▶ _EXERCISE AIM_
Without altering a single word, repeat the records that follow.

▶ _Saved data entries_
* * * * *
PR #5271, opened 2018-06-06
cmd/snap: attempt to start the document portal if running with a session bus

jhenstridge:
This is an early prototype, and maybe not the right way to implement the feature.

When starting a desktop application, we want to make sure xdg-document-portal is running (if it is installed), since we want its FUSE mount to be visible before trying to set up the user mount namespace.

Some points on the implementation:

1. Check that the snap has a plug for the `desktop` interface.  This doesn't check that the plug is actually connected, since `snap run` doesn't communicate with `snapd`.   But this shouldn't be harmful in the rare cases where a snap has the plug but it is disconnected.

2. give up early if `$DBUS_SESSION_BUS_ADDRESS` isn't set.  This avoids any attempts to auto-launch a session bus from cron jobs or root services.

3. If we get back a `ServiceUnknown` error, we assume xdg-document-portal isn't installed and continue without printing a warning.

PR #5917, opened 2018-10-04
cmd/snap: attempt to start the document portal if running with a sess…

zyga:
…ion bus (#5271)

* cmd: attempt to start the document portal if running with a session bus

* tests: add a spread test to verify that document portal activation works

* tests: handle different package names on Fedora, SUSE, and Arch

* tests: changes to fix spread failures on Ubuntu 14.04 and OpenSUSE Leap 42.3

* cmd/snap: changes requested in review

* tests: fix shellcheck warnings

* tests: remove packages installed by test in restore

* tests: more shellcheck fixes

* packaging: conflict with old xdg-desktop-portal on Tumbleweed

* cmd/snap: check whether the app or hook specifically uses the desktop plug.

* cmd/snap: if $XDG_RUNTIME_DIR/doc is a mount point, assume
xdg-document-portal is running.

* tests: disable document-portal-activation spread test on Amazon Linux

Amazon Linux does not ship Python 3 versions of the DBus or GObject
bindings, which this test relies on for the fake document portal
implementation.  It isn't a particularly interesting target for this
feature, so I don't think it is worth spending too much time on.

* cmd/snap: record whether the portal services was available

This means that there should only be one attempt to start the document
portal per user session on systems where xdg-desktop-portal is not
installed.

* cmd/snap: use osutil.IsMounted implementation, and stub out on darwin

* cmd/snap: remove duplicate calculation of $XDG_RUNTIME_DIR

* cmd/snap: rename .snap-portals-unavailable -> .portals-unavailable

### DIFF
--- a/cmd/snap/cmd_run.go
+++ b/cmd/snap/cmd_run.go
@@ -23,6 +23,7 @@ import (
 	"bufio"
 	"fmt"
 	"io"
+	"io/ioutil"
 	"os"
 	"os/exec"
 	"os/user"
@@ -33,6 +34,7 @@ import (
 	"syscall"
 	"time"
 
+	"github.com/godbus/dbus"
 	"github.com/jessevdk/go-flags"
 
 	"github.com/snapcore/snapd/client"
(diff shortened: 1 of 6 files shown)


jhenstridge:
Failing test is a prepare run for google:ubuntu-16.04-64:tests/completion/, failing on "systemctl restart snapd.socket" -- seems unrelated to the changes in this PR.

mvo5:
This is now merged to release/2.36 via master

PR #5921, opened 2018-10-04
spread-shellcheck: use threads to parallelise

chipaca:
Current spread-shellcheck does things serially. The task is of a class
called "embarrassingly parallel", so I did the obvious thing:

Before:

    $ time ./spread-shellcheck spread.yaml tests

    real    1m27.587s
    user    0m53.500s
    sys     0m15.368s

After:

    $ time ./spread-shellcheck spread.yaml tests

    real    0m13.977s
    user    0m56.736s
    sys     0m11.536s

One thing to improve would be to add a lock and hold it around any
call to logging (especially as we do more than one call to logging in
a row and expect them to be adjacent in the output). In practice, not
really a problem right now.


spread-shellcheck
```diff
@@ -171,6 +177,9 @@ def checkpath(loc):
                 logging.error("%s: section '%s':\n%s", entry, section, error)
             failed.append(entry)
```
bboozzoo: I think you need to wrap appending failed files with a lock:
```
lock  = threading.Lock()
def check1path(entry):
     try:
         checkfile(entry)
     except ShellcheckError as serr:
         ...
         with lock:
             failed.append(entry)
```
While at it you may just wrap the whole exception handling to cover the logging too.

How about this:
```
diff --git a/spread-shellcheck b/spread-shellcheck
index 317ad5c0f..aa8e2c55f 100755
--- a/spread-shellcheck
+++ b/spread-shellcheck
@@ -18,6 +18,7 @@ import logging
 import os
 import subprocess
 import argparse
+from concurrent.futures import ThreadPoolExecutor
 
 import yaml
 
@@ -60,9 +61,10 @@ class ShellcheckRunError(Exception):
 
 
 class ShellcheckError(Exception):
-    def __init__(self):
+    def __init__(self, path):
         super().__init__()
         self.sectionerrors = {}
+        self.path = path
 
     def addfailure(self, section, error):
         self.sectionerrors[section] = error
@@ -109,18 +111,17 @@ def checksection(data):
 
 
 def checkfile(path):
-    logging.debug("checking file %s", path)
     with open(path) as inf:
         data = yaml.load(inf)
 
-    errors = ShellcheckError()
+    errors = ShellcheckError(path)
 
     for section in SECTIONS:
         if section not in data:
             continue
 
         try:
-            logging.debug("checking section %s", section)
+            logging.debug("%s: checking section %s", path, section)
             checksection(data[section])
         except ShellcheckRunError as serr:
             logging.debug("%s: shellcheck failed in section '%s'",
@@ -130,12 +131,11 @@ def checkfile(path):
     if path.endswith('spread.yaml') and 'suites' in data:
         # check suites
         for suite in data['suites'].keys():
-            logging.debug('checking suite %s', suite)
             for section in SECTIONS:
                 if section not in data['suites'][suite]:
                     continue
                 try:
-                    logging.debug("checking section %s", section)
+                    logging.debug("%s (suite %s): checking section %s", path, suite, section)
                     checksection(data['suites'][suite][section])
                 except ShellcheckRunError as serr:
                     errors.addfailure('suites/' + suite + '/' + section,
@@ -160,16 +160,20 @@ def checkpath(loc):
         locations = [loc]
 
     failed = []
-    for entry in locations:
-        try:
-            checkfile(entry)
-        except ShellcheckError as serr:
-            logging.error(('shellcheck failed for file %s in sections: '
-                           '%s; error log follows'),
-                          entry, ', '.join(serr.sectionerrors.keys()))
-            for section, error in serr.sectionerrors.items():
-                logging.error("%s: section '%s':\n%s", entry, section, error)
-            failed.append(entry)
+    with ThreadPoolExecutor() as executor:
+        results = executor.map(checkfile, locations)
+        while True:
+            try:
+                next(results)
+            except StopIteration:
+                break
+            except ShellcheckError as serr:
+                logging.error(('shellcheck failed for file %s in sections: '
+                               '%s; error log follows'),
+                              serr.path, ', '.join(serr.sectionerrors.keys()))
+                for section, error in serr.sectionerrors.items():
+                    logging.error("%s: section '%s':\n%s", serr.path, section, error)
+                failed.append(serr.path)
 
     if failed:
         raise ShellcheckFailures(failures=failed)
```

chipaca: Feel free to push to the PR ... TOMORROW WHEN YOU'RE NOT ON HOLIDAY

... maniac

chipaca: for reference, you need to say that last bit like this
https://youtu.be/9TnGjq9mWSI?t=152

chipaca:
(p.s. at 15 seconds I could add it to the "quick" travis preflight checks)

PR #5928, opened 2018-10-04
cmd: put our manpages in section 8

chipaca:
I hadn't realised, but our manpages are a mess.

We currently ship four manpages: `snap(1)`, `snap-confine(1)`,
* * * * *
▶ _ANSWER SECTION_
PR #5271, opened 2018-06-06
cmd/snap: attempt to start the document portal if running with a session bus

jhenstridge:
This is an early prototype, and maybe not the right way to implement the feature.

When starting a desktop application, we want to make sure xdg-document-portal is running (if it is installed), since we want its FUSE mount to be visible before trying to set up the user mount namespace.

Some points on the implementation:

1. Check that the snap has a plug for the `desktop` interface.  This doesn't check that the plug is actually connected, since `snap run` doesn't communicate with `snapd`.   But this shouldn't be harmful in the rare cases where a snap has the plug but it is disconnected.

2. give up early if `$DBUS_SESSION_BUS_ADDRESS` isn't set.  This avoids any attempts to auto-launch a session bus from cron jobs or root services.

3. If we get back a `ServiceUnknown` error, we assume xdg-document-portal isn't installed and continue without printing a warning.

PR #5917, opened 2018-10-04
cmd/snap: attempt to start the document portal if running with a sess…

zyga:
…ion bus (#5271)

* cmd: attempt to start the document portal if running with a session bus

* tests: add a spread test to verify that document portal activation works

* tests: handle different package names on Fedora, SUSE, and Arch

* tests: changes to fix spread failures on Ubuntu 14.04 and OpenSUSE Leap 42.3

* cmd/snap: changes requested in review

* tests: fix shellcheck warnings

* tests: remove packages installed by test in restore

* tests: more shellcheck fixes

* packaging: conflict with old xdg-desktop-portal on Tumbleweed

* cmd/snap: check whether the app or hook specifically uses the desktop plug.

* cmd/snap: if $XDG_RUNTIME_DIR/doc is a mount point, assume
xdg-document-portal is running.

* tests: disable document-portal-activation spread test on Amazon Linux

Amazon Linux does not ship Python 3 versions of the DBus or GObject
bindings, which this test relies on for the fake document portal
implementation.  It isn't a particularly interesting target for this
feature, so I don't think it is worth spending too much time on.

* cmd/snap: record whether the portal services was available

This means that there should only be one attempt to start the document
portal per user session on systems where xdg-desktop-portal is not
installed.

* cmd/snap: use osutil.IsMounted implementation, and stub out on darwin

* cmd/snap: remove duplicate calculation of $XDG_RUNTIME_DIR

* cmd/snap: rename .snap-portals-unavailable -> .portals-unavailable

### DIFF
--- a/cmd/snap/cmd_run.go
+++ b/cmd/snap/cmd_run.go
@@ -23,6 +23,7 @@ import (
 	"bufio"
 	"fmt"
 	"io"
+	"io/ioutil"
 	"os"
 	"os/exec"
 	"os/user"
@@ -33,6 +34,7 @@ import (
 	"syscall"
 	"time"
 
+	"github.com/godbus/dbus"
 	"github.com/jessevdk/go-flags"
 
 	"github.com/snapcore/snapd/client"
(diff shortened: 1 of 6 files shown)


jhenstridge:
Failing test is a prepare run for google:ubuntu-16.04-64:tests/completion/, failing on "systemctl restart snapd.socket" -- seems unrelated to the changes in this PR.

mvo5:
This is now merged to release/2.36 via master

PR #5921, opened 2018-10-04
spread-shellcheck: use threads to parallelise

chipaca:
Current spread-shellcheck does things serially. The task is of a class
called "embarrassingly parallel", so I did the obvious thing:

Before:

    $ time ./spread-shellcheck spread.yaml tests

    real    1m27.587s
    user    0m53.500s
    sys     0m15.368s

After:

    $ time ./spread-shellcheck spread.yaml tests

    real    0m13.977s
    user    0m56.736s
    sys     0m11.536s

One thing to improve would be to add a lock and hold it around any
call to logging (especially as we do more than one call to logging in
a row and expect them to be adjacent in the output). In practice, not
really a problem right now.


spread-shellcheck
```diff
@@ -171,6 +177,9 @@ def checkpath(loc):
                 logging.error("%s: section '%s':\n%s", entry, section, error)
             failed.append(entry)
```
bboozzoo: I think you need to wrap appending failed files with a lock:
```
lock  = threading.Lock()
def check1path(entry):
     try:
         checkfile(entry)
     except ShellcheckError as serr:
         ...
         with lock:
             failed.append(entry)
```
While at it you may just wrap the whole exception handling to cover the logging too.

How about this:
```
diff --git a/spread-shellcheck b/spread-shellcheck
index 317ad5c0f..aa8e2c55f 100755
--- a/spread-shellcheck
+++ b/spread-shellcheck
@@ -18,6 +18,7 @@ import logging
 import os
 import subprocess
 import argparse
+from concurrent.futures import ThreadPoolExecutor
 
 import yaml
 
@@ -60,9 +61,10 @@ class ShellcheckRunError(Exception):
 
 
 class ShellcheckError(Exception):
-    def __init__(self):
+    def __init__(self, path):
         super().__init__()
         self.sectionerrors = {}
+        self.path = path
 
     def addfailure(self, section, error):
         self.sectionerrors[section] = error
@@ -109,18 +111,17 @@ def checksection(data):
 
 
 def checkfile(path):
-    logging.debug("checking file %s", path)
     with open(path) as inf:
         data = yaml.load(inf)
 
-    errors = ShellcheckError()
+    errors = ShellcheckError(path)
 
     for section in SECTIONS:
         if section not in data:
             continue
 
         try:
-            logging.debug("checking section %s", section)
+            logging.debug("%s: checking section %s", path, section)
             checksection(data[section])
         except ShellcheckRunError as serr:
             logging.debug("%s: shellcheck failed in section '%s'",
@@ -130,12 +131,11 @@ def checkfile(path):
     if path.endswith('spread.yaml') and 'suites' in data:
         # check suites
         for suite in data['suites'].keys():
-            logging.debug('checking suite %s', suite)
             for section in SECTIONS:
                 if section not in data['suites'][suite]:
                     continue
                 try:
-                    logging.debug("checking section %s", section)
+                    logging.debug("%s (suite %s): checking section %s", path, suite, section)
                     checksection(data['suites'][suite][section])
                 except ShellcheckRunError as serr:
                     errors.addfailure('suites/' + suite + '/' + section,
@@ -160,16 +160,20 @@ def checkpath(loc):
         locations = [loc]
 
     failed = []
-    for entry in locations:
-        try:
-            checkfile(entry)
-        except ShellcheckError as serr:
-            logging.error(('shellcheck failed for file %s in sections: '
-                           '%s; error log follows'),
-                          entry, ', '.join(serr.sectionerrors.keys()))
-            for section, error in serr.sectionerrors.items():
-                logging.error("%s: section '%s':\n%s", entry, section, error)
-            failed.append(entry)
+    with ThreadPoolExecutor() as executor:
+        results = executor.map(checkfile, locations)
+        while True:
+            try:
+                next(results)
+            except StopIteration:
+                break
+            except ShellcheckError as serr:
+                logging.error(('shellcheck failed for file %s in sections: '
+                               '%s; error log follows'),
+                              serr.path, ', '.join(serr.sectionerrors.keys()))
+                for section, error in serr.sectionerrors.items():
+                    logging.error("%s: section '%s':\n%s", serr.path, section, error)
+                failed.append(serr.path)
 
     if failed:
         raise ShellcheckFailures(failures=failed)
```

chipaca: Feel free to push to the PR ... TOMORROW WHEN YOU'RE NOT ON HOLIDAY

... maniac

chipaca: for reference, you need to say that last bit like this
https://youtu.be/9TnGjq9mWSI?t=152

chipaca:
(p.s. at 15 seconds I could add it to the "quick" travis preflight checks)

PR #5928, opened 2018-10-04
cmd: put our manpages in section 8

chipaca:
I hadn't realised, but our manpages are a mess.

We currently ship four manpages: `snap(1)`, `snap-confine(1)`,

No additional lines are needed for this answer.